Page 1 of 4

R. FAMAGE pawnshop-sporter project

Posted: Sun Jun 11, 2017 10:12 pm
by professrh
I posted a bit about this rifle, a 1952 Colombian-arsenal refurb to 30-06 that someone on this end stock-cropped and D&T'd, before the incident. I've been working a lot on it since, and am beginning to get somewhere, I think.

If I can figure out how to post photos, I'll put up a kind of work journal.

--Prof

Re: R. FAMAGE pawnshop-sporter project

Posted: Sun Jun 11, 2017 11:19 pm
by professrh
Here's what it looked like when I got it. Note the black paint applied at the arsenal, and (if you can see it) the uneven way the stock forend is cut.
famage.1.jpg
famage.2.jpg
famage.3.jpg

Re: R. FAMAGE pawnshop-sporter project

Posted: Sun Jun 11, 2017 11:21 pm
by professrh
I wouldn't have bought it if the bore wasn't good.
famage bore.jpg

Re: R. FAMAGE pawnshop-sporter project

Posted: Sun Jun 11, 2017 11:30 pm
by professrh
At some point, I took it to the range and shot this target (at 50 yards, with iron sights) using 1) my handloads for the Garand, and 2) surplus HXP ammo. The groups overlap, but seemed promising
famage target.jpg

Re: R. FAMAGE pawnshop-sporter project

Posted: Sun Jun 11, 2017 11:36 pm
by professrh
So I put a scope on it. I had to use rather tall rings to clear the bolt (the original sporterizer ground the bolt handle a bit, but didn't bend it. ETA: The mount set I used was the Warne Maxima for unaltered 98 Mauser. https://www.midwayusa.com/product/12829 ... ered-matte
R. FAMAGE.2.jpg

Re: R. FAMAGE pawnshop-sporter project

Posted: Mon Jun 12, 2017 12:46 am
by professrh
At some point, I touched up the muzzle crown with a brass screw and some valve-grinding compound.

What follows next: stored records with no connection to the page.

PR #337, opened 2020-05-01
Replace ITensor function apply! with map!

mtfishman:
This replaces the function `apply!(::ITensor, ::ITensor, ::Function)` with `map!(::Function, ::ITensor, ::ITensor, ::ITensor)`. There are two main reasons for this:

1. `apply!` essentially was the same as the Julia `map!` function, but with a slightly different API.
2. The new API `map!(f, R, T1, T2)` for a 2-argument element-wise function `f` will more easily generalize, such that in general we can have `map!(f, R, Ts::Vararg{ITensor,N})` for an N-argument element-wise function `f`.

Also, this reorganizes the code such the `map!` is only used within definitions of broadcasting functionality, and then broadcasting is used to define other primitive operations (like `mul!(A, x, B) = (A .= x .* B)`). I think this can be a general code pattern was can use for in-place operations involving ITensors.


emstoudenmire:
Sounds good, though will there also be a version of the new `map!` function for functions taking only one argument? Or is the preferred solution there to use broadcasting?

mtfishman:
Good question, yes there will also be a new `map!` for functions of one argument, i.e. `map!(x -> 2*x, B, A)` which would be a backend for the broadcast call `B .= 2 .* A`. Officially, I think we should advertise the broadcast version more, since the broadcast version will call the `map!` version anyway.

The reason I didn't implement it yet is because `NDTensors.permutedims!!` right now only works with functions of two arguments. I think I will rework it to be more general (and maybe change the name to something like `NDTensors.mappermutedims!!` to make it clear that a function is being applied). I'm leaving that as a future project, since it is more of an NDTensors-level issue.

Issue #332, opened 2020-04-27
Add `swapinds`


mtfishman:
Add the function `swapinds`, like `replaceinds` but swaps the indices pairwise.

mtfishman:
Fixed by #338.

PR #338, opened 2020-05-03
swapinds added #332

amartyabose:


mtfishman:
Hi, thanks for the contribution. It turns out that I had implemented a version of `swapinds` in #334 which I just merged. I like your implementation better so I just resolved the conflicts with the new master branch by overwriting `swapinds` with your implementation. I'll merge when the tests pass.

PR #342, opened 2020-05-04
Misc improvements

emstoudenmire:


src/itensor.jl
```diff
@@ -955,12 +955,18 @@ Base.:/(A::ITensor, x::Number) = A*(1.0/x)
 Base.:-(A::ITensor) = itensor(-tensor(A))
 
 function Base.:+(A::ITensor, B::ITensor)
+  if order(A) != order(B)
```
mtfishman, line 958: We could instead make this a compile time check by defining this function as:
```julia
Base.:+(A::ITensor{N}, B::ITensor{N}) where {N}
```
then if we want we can add our own error message by defining the more general version:
```julia
Base.:+(A::ITensor, B::ITensor) = error("different number of indices when adding ITensors")
```
which it should call as a fallback.

emstoudenmire:
Good point. Before I do that, though, how should we prepare for having a feature like the `zeroITensor()` which does allow addition with different numbers of indices? (We could always adjust the code later if need be and not worry about it too much right now since it's not a breaking interface change.)

mtfishman:
That's a good question. I guess if we want a check at the ITensor level, that would require making it a runtime check, since we would only check the order if both of the ITensors have non-Zero storage. It seems like the Zero-storage might make some code a bit messier at the ITensor level, which is unfortunate.

mtfishman:
But yeah, we can punt that question until we make a PR for the Zero storage ITensor.

mtfishman:
I'm good to merge this (seems fine to leave it as a runtime check).

emstoudenmire:
I ended up liking the parse-time / compile-time version. As we discussed, though, it will be easy to change to whichever one is best in the future as we add the zeroITensor or similar.

PR #346, opened 2020-05-05
Documentation for AutoMPO, LatticeBond, etc.

emstoudenmire:
This PR is a work in progress adding docstrings to functions and types for which they are missing.


src/physics/autompo.jl
```diff
@@ -131,26 +150,48 @@ Base.copy(ampo::AutoMPO) = AutoMPO(copy(data(ampo)))
...
+add!(ampo::AutoMPO,op::String, i::Int) = add!(ampo,1.0,op,i)
+
+
+"""
+    add!(ampo::AutoMPO,
+         op1::String, i1::Int,
+         op2::String, i2::Int,
+         ops...)
 
+    add!(ampo::AutoMPO,
```
mtfishman, line 184: Maybe it would be nice to mention the alternative syntax `.+=` here as well?

emstoudenmire: Yes, I was actually wondering where to mention that. I’m not sure if people ever do doc strings for operators like ?+ so then the named version (such as add!) is a great place to mention it.

emstoudenmire: Do you have a good suggestion for how to document it though? Like we could put
```
+(ampo::AutoMPO, term::Tuple)
```
there as well but it’s a bit cryptic. Maybe that plus a doc example later on will help.

mtfishman: I think it is fine to put what you wrote, and then also doc examples.

src/mps/projmpo.jl
```diff
@@ -62,8 +110,16 @@ function Base.eltype(pm::ProjMPO)
...
-(pm::ProjMPO)(v::ITensor) = product(pm,v)
+"""
+    size(pm::ProjMPO)
 
+The size of a ProjMPO is the dimension
+of the space on which it acts as a linear
+operator. Thus if a ProjMPO maps from a space
+with indices `(a,s1,s2,b)` to the space 
+`(a',s1',s2',b')` then the size 
+is `dim(a)*dim(s1)*dim(s1)*dim(b)`.
```
mtfishman, line 121: Shouldn't this read that the size is `(d, d)` where `d = dim(a)*dim(s1)*dim(s1)*dim(b)`?

src/mps/projmpo.jl
```diff
@@ -1,19 +1,44 @@
 
+"""
+A ProjMPO object represents the projection of an
+MPO into a basis defined by an MPS, leaving a
+certain number of site indices of the MPO unprojected.
+Which sites are unprojected can be shifted by calling
+the `position!` method.
+
+Drawing of the network represented by a ProjMPO `P`, 
+showing the case of `nsite(P)==2` and `position!(P,4)`:
```
mtfishman, line 10: Isn't there only a function `position!(pm::ProjMPO, psi::MPS, pos::Int)`, not `position!(pm::ProjMPO, pos::Int)`?

src/mps/projmpo.jl
```diff
@@ -128,9 +196,18 @@ function position!(pm::ProjMPO,
 end
 
 # Return a "noise term" as in Phys. Rev. B 72, 180403
+"""
+    noiseterm(pm::ProjMPO,
+              phi::ITensor,
+              b::Int,
```
mtfishman, line 202: Looks like it doesn't require `b` now?

emstoudenmire: Thanks, fixed!

src/mps/projmpo.jl
emstoudenmire: Yes, fixed this in new commits

src/mps/projmpo.jl
emstoudenmire: Yes, I had missed that, thanks!

emstoudenmire:
I haven’t finished making docs pages for all of the new docstrings here, but it would help me to go ahead and merge this PR if there aren’t any more serious errors so I can see how things look so far (still getting the hang of Documenter but it’s really nice to use).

Re: R. FAMAGE pawnshop-sporter project

Posted: Mon Jun 12, 2017 12:56 am
by professrh
Still to come:
sending the bolt off to have the handle bent by a pro (link: http://www.angelfire.com/gundam/boltman/bolt_work/ ), stripping off the arsenal black paint, touching up with cold blue, stripping the stock, refinishing with BLO, and improving the stock fit with brass shims.

Re: R. FAMAGE pawnshop-sporter project

Posted: Mon Jun 12, 2017 7:57 pm
by bobvz
I picked up one from a pawn shop too. It was in a Siles sporter stock (web split) and had a real nice forged bolt handle. Barrel was cherry inside but badly pitted outside. My 'smith at the time sent it to a barrel shop in Georgia where they contoured it to a slim sporter contour and eliminated the pits. It was D&T'd and a 3-9x40 scope was mounted. I repaired the stock. It is a perfect lightweight '06 and holds 1.25 in groups all day with handloads. Not bad for a re-bore military.

Re: R. FAMAGE pawnshop-sporter project

Posted: Mon Jun 12, 2017 10:14 pm
by professrh
bobvz wrote:
Mon Jun 12, 2017 7:57 pm
I picked up one from a pawn shop too. It was in a Siles sporter stock (web split) and had a real nice forged bolt handle. Barrel was cherry inside but badly pitted outside. My 'smith at the time sent it to a barrel shop in Georgia where they contoured it to a slim sporter contour and eliminated the pits. It was D&T'd and a 3-9x40 scope was mounted. I repaired the stock. It is a perfect lightweight '06 and holds 1.25 in groups all day with handloads. Not bad for a re-bore military.
Any sense of what yours started out life as? Mine is stamped in various places with letter "C" acceptance marks, which suggests (according to Ball) that it may originally have been a Steyr m1912 carbine. The 23.25" barrel ( :shock: ) has evident wrench marks, but came to me covered in the same flaking black paint as the rest of the action. Arsenal replacement? Or maybe it grew a bit? (Or I'm way off base).

--Prof

Re: R. FAMAGE pawnshop-sporter project

Posted: Mon Jun 12, 2017 11:22 pm
by professrh
IN April, after I mounted that Lyman scope, I did some load development. Discovered that 1) the rifle hated H 380 any way I served it; 2) the rifle is generally quite a picky eater, and 3) with the right loads, it showed promise.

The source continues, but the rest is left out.